TO DO:
State how many lines in the listing include the word "such", and give no other text.

────────

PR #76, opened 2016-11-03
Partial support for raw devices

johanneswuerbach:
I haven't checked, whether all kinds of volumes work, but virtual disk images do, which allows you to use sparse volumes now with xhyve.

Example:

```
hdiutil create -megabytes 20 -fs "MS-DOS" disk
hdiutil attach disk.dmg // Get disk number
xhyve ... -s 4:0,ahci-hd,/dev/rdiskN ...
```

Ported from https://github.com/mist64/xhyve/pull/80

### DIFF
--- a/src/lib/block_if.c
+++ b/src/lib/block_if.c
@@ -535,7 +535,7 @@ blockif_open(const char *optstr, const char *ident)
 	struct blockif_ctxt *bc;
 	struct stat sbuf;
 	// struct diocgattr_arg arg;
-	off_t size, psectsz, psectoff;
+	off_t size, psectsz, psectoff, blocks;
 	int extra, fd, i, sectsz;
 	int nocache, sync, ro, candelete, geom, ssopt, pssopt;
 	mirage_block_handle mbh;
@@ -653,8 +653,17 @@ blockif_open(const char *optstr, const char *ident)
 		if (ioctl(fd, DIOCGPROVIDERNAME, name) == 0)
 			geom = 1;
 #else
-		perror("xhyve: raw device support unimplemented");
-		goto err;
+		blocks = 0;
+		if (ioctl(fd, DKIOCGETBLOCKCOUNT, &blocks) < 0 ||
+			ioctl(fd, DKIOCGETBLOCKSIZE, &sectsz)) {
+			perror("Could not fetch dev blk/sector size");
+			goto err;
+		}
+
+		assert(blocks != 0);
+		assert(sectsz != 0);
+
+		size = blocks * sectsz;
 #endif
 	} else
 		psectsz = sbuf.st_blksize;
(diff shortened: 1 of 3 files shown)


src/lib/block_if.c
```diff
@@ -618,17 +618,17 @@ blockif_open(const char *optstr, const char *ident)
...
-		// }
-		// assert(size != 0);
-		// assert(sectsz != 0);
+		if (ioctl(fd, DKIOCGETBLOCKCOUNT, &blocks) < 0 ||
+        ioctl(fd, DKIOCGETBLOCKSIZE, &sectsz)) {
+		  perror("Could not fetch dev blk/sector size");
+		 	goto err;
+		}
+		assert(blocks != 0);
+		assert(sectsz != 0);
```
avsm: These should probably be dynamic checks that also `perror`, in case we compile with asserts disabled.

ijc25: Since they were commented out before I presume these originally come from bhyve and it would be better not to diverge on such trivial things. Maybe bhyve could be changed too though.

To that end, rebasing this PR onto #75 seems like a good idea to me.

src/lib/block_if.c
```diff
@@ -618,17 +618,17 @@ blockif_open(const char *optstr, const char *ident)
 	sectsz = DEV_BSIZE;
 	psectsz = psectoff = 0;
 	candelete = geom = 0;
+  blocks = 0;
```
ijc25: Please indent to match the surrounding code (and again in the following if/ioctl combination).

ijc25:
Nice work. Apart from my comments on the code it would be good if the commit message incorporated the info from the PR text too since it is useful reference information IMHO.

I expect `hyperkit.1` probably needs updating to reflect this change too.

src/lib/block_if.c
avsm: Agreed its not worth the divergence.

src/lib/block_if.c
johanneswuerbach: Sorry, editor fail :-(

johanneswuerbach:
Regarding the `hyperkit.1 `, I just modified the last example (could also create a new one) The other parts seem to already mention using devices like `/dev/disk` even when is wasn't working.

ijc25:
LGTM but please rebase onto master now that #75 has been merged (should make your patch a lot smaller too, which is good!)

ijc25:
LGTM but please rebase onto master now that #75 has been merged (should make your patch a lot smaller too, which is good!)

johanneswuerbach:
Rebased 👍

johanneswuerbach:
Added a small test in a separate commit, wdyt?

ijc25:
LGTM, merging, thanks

────────

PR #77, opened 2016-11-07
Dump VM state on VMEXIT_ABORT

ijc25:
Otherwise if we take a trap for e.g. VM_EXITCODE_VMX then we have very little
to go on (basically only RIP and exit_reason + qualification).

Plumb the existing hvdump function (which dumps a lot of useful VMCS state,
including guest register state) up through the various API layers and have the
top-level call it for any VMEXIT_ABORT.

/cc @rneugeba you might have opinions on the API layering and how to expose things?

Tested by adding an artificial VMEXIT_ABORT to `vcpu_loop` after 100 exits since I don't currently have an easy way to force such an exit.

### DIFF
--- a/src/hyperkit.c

────────

REPLY:
2